• **PROBLEM DETAILS**: All lines in the data that hold the word "when" need copying.

• **EXERCISE INPUTS**:
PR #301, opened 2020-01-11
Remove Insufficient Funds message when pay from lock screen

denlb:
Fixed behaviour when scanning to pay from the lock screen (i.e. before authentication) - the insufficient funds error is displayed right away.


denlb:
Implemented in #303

• **SOLUTION TO THIS EXERCISE**:
Remove Insufficient Funds message when pay from lock screen
Fixed behaviour when scanning to pay from the lock screen (i.e. before authentication) - the insufficient funds error is displayed right away.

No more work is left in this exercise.